I had so much fun being interviewed by Halimeh, aka Lulu over at Crying Toddlers! She’s a fantastic mom with a great blog that you should definitely check out! Here is part of my interview, but if you’d like to read the whole thing, you can read it on her blog here: https://www.cryingtoddlers.com/transferable-mom-skills/
Being a mom is the most difficult yet rewarding role I’ve ever had. Motherhood came with so many learning curves: some are steep ones, others are less daunting, but also what I fondly refer to as superpowers—otherwise known as skills-you-developed-by-the-virtue-of-being-an- awesome-mom, like you are! Most of those skills are readily transferable to the workplace so working moms, and parents, don’t hesitate to talk up your working moms strengths during your 1:1, career change, elevator pitch, or whenever and wherever you have to tell someone else how invaluable you are or make the magic happen.
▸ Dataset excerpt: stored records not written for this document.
PR #948, opened 2015-10-12
allow_enable_sse_on_emscripten

juj:
Enable setting -DURHO3D_SSE=1 on Emscripten, but leave it disabled by default.


juj:
Thanks!

PR #1248, opened 2016-03-15
Editor fixes

1vanK:


1vanK:
Need "fr" and "it" localizations

1vanK:
>[ 79%] ../../../lib/libUrho3D.a(Addons.cpp.o): In function `Urho3D::RegisterString(asIScriptEngine*)':
Addons.cpp:(.text+0xa012): undefined reference to `Urho3D::String::NPOS'

It is strange,but VS compiling it successfully and I don't know what went wrong

cadaver:
Since it's initialized in the class header, it may not have an address on GCC (treated similarly to enum.) Probably easiest workaround is to have an additional static const variable in Addons which is initialized to the same value.

1vanK:
reminded https://qph.is.quoracdn.net/main-qimg-c5c88a9decac1c00ff4822ae520d1815 xD

cadaver:
Merged.

PR #1253, opened 2016-03-17
Applied patch to fix undefined reference error when compiling for Wayland on Linux.

GKR:
Applied patch to fix undefined reference error when compiling for Wayland (1.10) on Linux.

This has been fixed in SDL, but no SDL release has been made that includes this fix.

The SDL fix can be found here:
https://hg.libsdl.org/SDL/rev/330f500d5815

In the mean time, this fixes Urho3D compilation on Linux.

```
[ 74%] Linking CXX executable ../../../bin/Urho3DPlayer
../../../lib/libUrho3D.a(SDL_waylandvideo.c.o): In function `display_handle_global':
SDL_waylandvideo.c:(.text+0x593): undefined reference to `wl_proxy_marshal_constructor_versioned'
SDL_waylandvideo.c:(.text+0x5d4): undefined reference to `wl_proxy_marshal_constructor_versioned'
SDL_waylandvideo.c:(.text+0x61d): undefined reference to `wl_proxy_marshal_constructor_versioned'
SDL_waylandvideo.c:(.text+0x684): undefined reference to `wl_proxy_marshal_constructor_versioned'
SDL_waylandvideo.c:(.text+0x6cc): undefined reference to `wl_proxy_marshal_constructor_versioned'
../../../lib/libUrho3D.a(SDL_waylandvideo.c.o):SDL_waylandvideo.c:(.text+0x6fb): more undefined references to `wl_proxy_marshal_constructor_versioned' follow
Source/Tools/Urho3DPlayer/CMakeFiles/Urho3DPlayer.dir/build.make:95: recipe for target 'bin/Urho3DPlayer' failed
make[2]: *** [bin/Urho3DPlayer] Error 1
CMakeFiles/Makefile2:1282: recipe for target 'Source/Tools/Urho3DPlayer/CMakeFiles/Urho3DPlayer.dir/all' failed
make[1]: *** [Source/Tools/Urho3DPlayer/CMakeFiles/Urho3DPlayer.dir/all] Error 2
Makefile:149: recipe for target 'all' failed
make: *** [all] Error 2
```

### DIFF
--- a/Source/ThirdParty/SDL/src/video/wayland/SDL_waylanddyn.h
+++ b/Source/ThirdParty/SDL/src/video/wayland/SDL_waylanddyn.h
@@ -79,6 +79,7 @@ void SDL_WAYLAND_UnloadSymbols(void);
 #define wl_proxy_get_user_data (*WAYLAND_wl_proxy_get_user_data)
 #define wl_proxy_add_listener (*WAYLAND_wl_proxy_add_listener)
 #define wl_proxy_marshal_constructor (*WAYLAND_wl_proxy_marshal_constructor)
+#define wl_proxy_marshal_constructor_versioned (*WAYLAND_wl_proxy_marshal_constructor_versioned)
 
 #define wl_seat_interface (*WAYLAND_wl_seat_interface)
 #define wl_surface_interface (*WAYLAND_wl_surface_interface)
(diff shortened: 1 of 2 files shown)


cadaver:
@weitjong What is the best approach now? To cherrypick this commit from the SDL mirror and update the subtree, rather than applying this PR directly?

weitjong:
I actually did not have problem building with wayland enabled on my Fedora. I will double confirm that again later tonight.

weitjong:
Ok. I just checked why I don't have issue with my build with Wayland enabled. My Fedora 23 still uses Wayland 1.9. Wayland 1.10 was just released last Feb. It looks like we will need this fix sooner or later. I don't think there will be newer SDL release by the time 1.10 version reaches mainstream Linux distros in a few months time, besides user brave enough could already get 1.10 now.

@cadaver Back to your original question. It really does not matter. You can commit to the subtree and do a ```subtree pull``` to pull it into master branch; or make a commit in the master branch by applying the PR and then later do a ```subtree push``` to push those changes in the Source/ThirdParty/SDL back to the subtree. Git will handle that transparently for us. In this case, I think it would be easier for core team to just always commit to master branch as per normal. Let the SDL package maintainer worries about the ```subtree push``` at the time he/she fits. Probably the push can be done just before every SDL upgrade exercise.

GKR:
Right, this applies to Wayland 1.10 which is what e.g. ArchLinux ships from their current package repository.

cadaver:
Ok, thanks for the clarification.

Issue #1260, opened 2016-03-19
DebugHud/Profiler average and frame values are weird


damu:
Something is wrong with the average and the frame values.
The frame value is always the same as average:  
![](http://i.imgur.com/Xautuy0.jpg)  
What is it supposed to display?
I'm optimizing a function and at first it looked like optimizing that function made other functions slower.
This is the normal version of ClearImage (Image::Clear): [http://i.imgur.com/Xautuy0.jpg](http://i.imgur.com/Xautuy0.jpg)
And this my optimized one: [http://i.imgur.com/rhRPt0m.jpg](http://i.imgur.com/rhRPt0m.jpg)
It looks like the optimization made SetTextureData (directly above ClearImage) much slower, which can't be. I'm just setting the bytes a bit differently. Also tried that outside Clear() and by measuring with my own timer, only the clearing gets much faster and SetTextureData does not change on a per call basis.

damu:
Oh my own timer actually reported ~15ms for the unoptimized Clear() which fits to the ~15ms displayed in the profiler. It show something <1ms for the optimized one which also fits to the 0,678 in the profiler. So these values seem to be correct. But why is SetTextureData seemingly getting slower in the profiler but not in my own measure function? Could it be called multiple times outside my measurement due to the slightly different Clear()?

weitjong:
Are using vsync which locks the engine at 60 frames per second?

damu:
My driver was configured to always use VSync. When switching that off and also in Urho to off I get around 200FPS and the SetTextureData is below 0.6ms. As soon as Urho's or the drivers VSync is on the FPS are around 60 and SetTextureData 13-16ms.
Weird.

weitjong:
Even 200 is an artificial cap. Try running with -nolimit and you could even get pass that with really simple scene. As for your SetTextureData thingy, I have no idea without looking into it deeper.

damu:
With -nolimit the FPS are ~450 and SetTextureData is around 0.47 ms. Oh maybe a SetTextureData is measured as measure point before sleeping due to the FPS limit and the measurement of that point is only stopped in the next frame? So that the "FPS-wait" gets added to the SetTextureData time?

cadaver:
The values are calculated as follows. There is a certain measurement interval, which is 1 second by default, so when a function is called once per frame, avg and frame (which really means avg per frame) end up being the same:

                float avg = block->intervalTime_ / block->intervalCount_;
[...]

PR #1262, opened 2016-03-19
Optimized Image::ClearInt() for the four component case (ARGB). In my ca…

damu:
…se this optimized ClearInt() only takes ~0.362ms compared to 14.853ms before, see http://i.imgur.com/8O7V77o.jpg vs http://i.imgur.com/qjhkaWw.jpg.
~~There could be an issue, see #1260.~~

### DIFF
--- a/Source/Urho3D/Resource/Image.cpp
+++ b/Source/Urho3D/Resource/Image.cpp
@@ -1114,9 +1114,20 @@ void Image::ClearInt(unsigned uintColor)
         return;
     }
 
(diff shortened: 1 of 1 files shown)


damu:
#1260 doesn't seem to be related to this change. That seems to be a Profiler bug related to FPS limitation.

cadaver:
Good work! Can you please fix the code convention to match?

damu:
Like that?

Here are my top skills that, with real examples to boot, can help you change the game in the workplace. Here are the 7 transferable mom skills you can use at work!
1. Problem-solving with applied creativity:
This is one of the major transferable mom skills! When you become a parent – especially during the recent pandemic – you are constantly problem-solving, and if you have more than one child, you become the de facto referee. And you learn to solve problems that you didn’t know were problems at all with a touch of creativity! Comforting a child that lost a staring contest with his siblings for example, or transforming a very badly drawn plate into a brightly colored sun! And now you have some breathing space till the next drama! If you perfected the skill of when to step in to help your child problem-solve and/
or how to provide him/her with the tools to do it themselves, that’s at the core of being a people leader, right there.
2. Strategic Thinking:
I call it the thinking ahead power aka plan A, B, and even C. It can involve bringing that extra pair of clothes in case your little one pours water/paint or whatever sticky and messy mixture they encounter during a mere walk in the park, planning everyone’s schedules, and having a solution for potential problems that may arise. Think about how you can apply this one to your current job or career in general and be the extra pair of eyes/ears on projects for example.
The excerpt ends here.